Parallèlement à ces lignes directrices, le ministre Fernand Etgen a abordé les mesures prises à l’heure actuelle. « Le Laboratoire de médecine vétérinaire réalise régulièrement des analyses sur la présence d’antibiotiques et de germes résistant aux antibiotiques, au niveau des animaux et dans les denrées alimentaires d’origine animale. »

La tenue d’un registre des médicaments

Par ailleurs, en ce qui concerne le cadre législatif, le ministre a rappelé que dans le domaine de la santé animale les vétérinaires sont dans l’obligation de garder un registre des médicaments prescrits pour chacune des exploitations, tandis qu’un registre des médicaments est obligatoirement tenu au niveau de chaque exploitation.

À noter, enfin, que la pléiade d’experts de la Direction générale de la santé de la Commisssion européenne, qui étaient en visite au pays en vue de délivrer des recommandations aux autorités locales, ont eu des entrevues, conjointement avec les experts vétérinaires nationaux, avec une multitude d’acteurs  : le comité de pilotage du Plan national antibiotiques, les autorités vétérinaires nationales, l’Association des médecins vétérinaires du Grand-Duché de Luxembourg, les représentants des agriculteurs et des vétérinaires pour grands et petits animaux.

De plus, les experts en question ont profité de leur séjour pour se rendre dans une ferme bovine, une ferme porcine, une laiterie, un grossiste en médicaments vétérinaires et au laboratoire de contrôle et d’essais de l’administration des Services techniques de l’agriculture.

C. D.

« Dans la moyenne »

L’État compte développer une stratégie de communication afin de sensibiliser l’ensemble de la population. À l’instar de campagnes déjà lancées par la direction de la Santé sous le slogan «Les antibiotiques ne sont pas des bonbons!». Cela étant, le pays aspire à décupler ce type de campagne, car «il reste des efforts à faire en la matière, le Luxembourg se trouvant dans la moyenne européenne du point de vue de la consommation d’antibiotiques» , selon Lydia Mutsch.

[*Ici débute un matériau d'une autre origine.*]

PR #3098, opened 2018-11-10
Use parse_boolean where possible.

c-edw:
Whilst working on #3083, I noticed some opportunities to refactor the commands arg parsing.

PR #3113, opened 2018-11-11
cmd_ws_auto_back_and_forth: fix negation

RedSoxFan:
In the conversion to `parse_boolean` for `cmd_ws_auto_back_and_forth` (#3098), the `!` was never removed (was previously using `strcasecmp`) causing the setting to be the opposite of what it should be.


emersion:
Thanks!

c-edw:
I left it there because it seemed like `yes` should yield `false` originally:
```c
!strcasecmp(argv[0], "yes");
```

PR #3117, opened 2018-11-12
Use #if instead of #ifdef for WLR_HAS_*

emersion:
Also removes a weird `setenv` declaration and a unused function.


SirCmpwn:
Thanks!

PR #3118, opened 2018-11-13
[Do not merge] fix focus_follows_mouse=always in case of not moving the mouse

madblobfish:
This patch focuses the correct window when changing workplaces with `focus_follows_mouse always` but when the mouse is not moved.
Until now I had to move the mouse for the focus to change.

I do not know if this works properly with multiseat and if there is a more simple and clean solution.

@c-edw: fyi

### DIFF
--- a/include/sway/input/cursor.h
+++ b/include/sway/input/cursor.h
@@ -68,7 +68,8 @@ struct sway_cursor *sway_cursor_create(struct sway_seat *seat);
 
 
 struct sway_node *node_at_cursor(struct sway_seat *seat,
-	struct sway_cursor *cursor, double *sx, double *sy);
+	struct sway_workspace *workspace, struct sway_cursor *cursor,
+	struct wlr_surface **surface, double *sx, double *sy);
 
 /**
  * "Rebase" a cursor on top of whatever view is underneath it.
--- a/include/sway/input/cursor.h
+++ b/include/sway/input/cursor.h
@@ -66,6 +66,10 @@ struct sway_node *node_at_coords(
 void sway_cursor_destroy(struct sway_cursor *cursor);
 struct sway_cursor *sway_cursor_create(struct sway_seat *seat);
 
+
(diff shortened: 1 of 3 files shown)


c-edw:
This was intentional, because the idea was that it should be compatible with keyboard or mouse based workflows. This change would impact a keyboard based workflow, since you cant prevent the window being immediately refocused. I have no problem if you want to go ahead with this change though.

sway/commands/workspace.c
```diff
@@ -216,6 +217,9 @@ struct cmd_results *cmd_workspace(int argc, char **argv) {
 			free(name);
 		}
 		workspace_switch(ws, no_auto_back_and_forth);
+		if(config->focus_follows_mouse == FOLLOWS_ALWAYS){
```
c-edw: Be sure to adhere to the style guide. 
- `if(` -> `if (
- `){` -> `) {`

madblobfish: whoops, fixed

madblobfish:
> This change would impact a keyboard based workflow
True. I'm not sure how to proceed then, another config option would probably hurt more than help.

We should at least change the documentation accordingly to mention this. Currently it is:
> If set to always, the window under the cursor will always be focused, even after switching between workspaces.

madblobfish:
Also just noticed we need another fix for floating windows which steal focus.

c-edw:
>True. I'm not sure how to proceed then, another config option would probably hurt more than help.

Yes, I don't think adding another config option is the way forward.

>We should at least change the documentation accordingly to mention this.

It is a bit misleading, yeah. Maybe you could change it to say something like `the window under the cursor will be focused upon moving the cursor, after switching between workspaces`.

madblobfish:
Thought a bit longer about this and I think we should rename the current behavior to something like `on_move`, as `always` is misleading.

I'll write another patch changing the behavior of `always` what I would expect.
This will change `seat_set_focus` instead of workspace so that we should have more future proof and clean code.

Un combat en coopération avec l’UE

Dans le cadre de l’élaboration du Plan national antibiotiques (2018-2022), des experts du Centre européen de prévention et de contrôle des maladies (ECDC) et de la Direction générale de la santé et de la sécurité alimentaire de l’UE (DG Santé), dont une partie des activités est dirigée depuis le Luxembourg, accompagnés d’experts de différents pays européens, ont effectué une visite de cinq jours au Luxembourg, qui s’est conclue vendredi. L’objectif était de faire un état des lieux de la lutte contre la résistance aux antibiotiques.

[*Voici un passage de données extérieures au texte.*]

PR #3290, opened 2018-12-14
swaybar: fix cursor scale

### LINKED ISSUE #1750: Swaybar doesn't update cursor on output scale change

RedSoxFan:
Fixes #1750

This fixes a few issues with swaybar's cursor scaling:
1. The cursor scale is now changed when the output scale changes
2. The cursor scale is no longer bound by the max output scale when
swaybar is launched
3. Related to the previous item, the cursor is no longer tiny on low
scale outputs after the max output scale has changed

This also bumps up `wl_compositor` to version 4 to allow usage of `wl_surface_damage_buffer`.

Note: This matches the way swaynag handles cursor scaling so any changes to this PR may also need to be changed for swaynag in a follow-up PR

### DIFF
--- a/swaybar/input.c
+++ b/swaybar/input.c
@@ -55,11 +55,34 @@ static enum x11_button wl_axis_to_x11_button(uint32_t axis, wl_fixed_t value) {
 	}
 }
 
+void update_cursor(struct swaybar *bar) {
+	struct swaybar_pointer *pointer = &bar->pointer;
+	if (pointer->cursor_theme) {
+		wl_cursor_theme_destroy(pointer->cursor_theme);
+	}
+	int scale = pointer->current ? pointer->current->scale : 1;
+	pointer->cursor_theme = wl_cursor_theme_load(NULL, 24 * scale, bar->shm);
+	struct wl_cursor *cursor;
+	cursor = wl_cursor_theme_get_cursor(pointer->cursor_theme, "left_ptr");
+	pointer->cursor_image = cursor->images[0];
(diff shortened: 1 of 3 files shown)


swaybar/input.c
```diff
@@ -55,32 +55,40 @@ static enum x11_button wl_axis_to_x11_button(uint32_t axis, wl_fixed_t value) {
...
+	if (pointer->cursor_theme) {
+		wl_cursor_theme_destroy(pointer->cursor_theme);
+	}
+	int scale = pointer->current ? pointer->current->scale : 1;
+	pointer->cursor_theme = wl_cursor_theme_load(NULL, 24 * scale, bar->shm);
+	struct wl_cursor *cursor;
+	cursor = wl_cursor_theme_get_cursor(pointer->cursor_theme, "left_ptr");
+	pointer->cursor_image = cursor->images[0];
+	wl_surface_set_buffer_scale(pointer->cursor_surface, scale);
+	wl_surface_attach(pointer->cursor_surface,
```
emersion: It'd be better to damage the whole surface with `wl_surface_damage_buffer` since we're updating it.

RedSoxFan: Do I just need to add a call to `wl_surface_damage_bufer` or can you please explain what I should be changing?

emersion: Ah, we probably need to bump `wl_compositor` version to 4.

PR #3291, opened 2018-12-14
Fix focusing on non-visible workspace

### LINKED ISSUE #2625: Closing windows in a stacked layout when on another workspace focuses parent container

RedSoxFan:
Fixes #2625 
#3281 should still be fixed and have no regression

My previous attempt (#3288) was not quite right. Changing the focus stack on a non-visible workspace should only be blocked if the focus would be set to the workspace itself.

### DIFF
--- a/sway/input/seat.c
+++ b/sway/input/seat.c
@@ -159,14 +159,6 @@ static void handle_seat_node_destroy(struct wl_listener *listener, void *data) {
 		return;
 	}
 
-	if (node->type == N_CONTAINER &&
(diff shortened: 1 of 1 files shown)


RyanDwyer:
Thanks!

PR #3293, opened 2018-12-15
swaynag: damage the cursor surface on update

RedSoxFan:
When the cursor surface gets updated, it should be damaged.

This also bumps up `wl_compositor` to version 4 to be able to use `wl_surface_damage_buffer`.


emersion:
Thanks!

Cette visite conjointe des deux institutions constitue une première en Europe. Mais quelles sont au juste leurs missions? L’ECDC est une agence de l’UE qui a pour but de renforcer la lutte contre les maladies infectieuses en Europe. Sa mission est d’identifier et d’évaluer la menace que constituent les maladies infectieuses pour la santé humaine, puis de communiquer sur ce sujet. De son côté, la DG Santé est chargée de proposer des mises à jour et de surveiller la mise en application de la législation européenne en matière de sécurité des denrées alimentaires, de droits des consommateurs et de protection de la santé humaine au niveau de l’UE.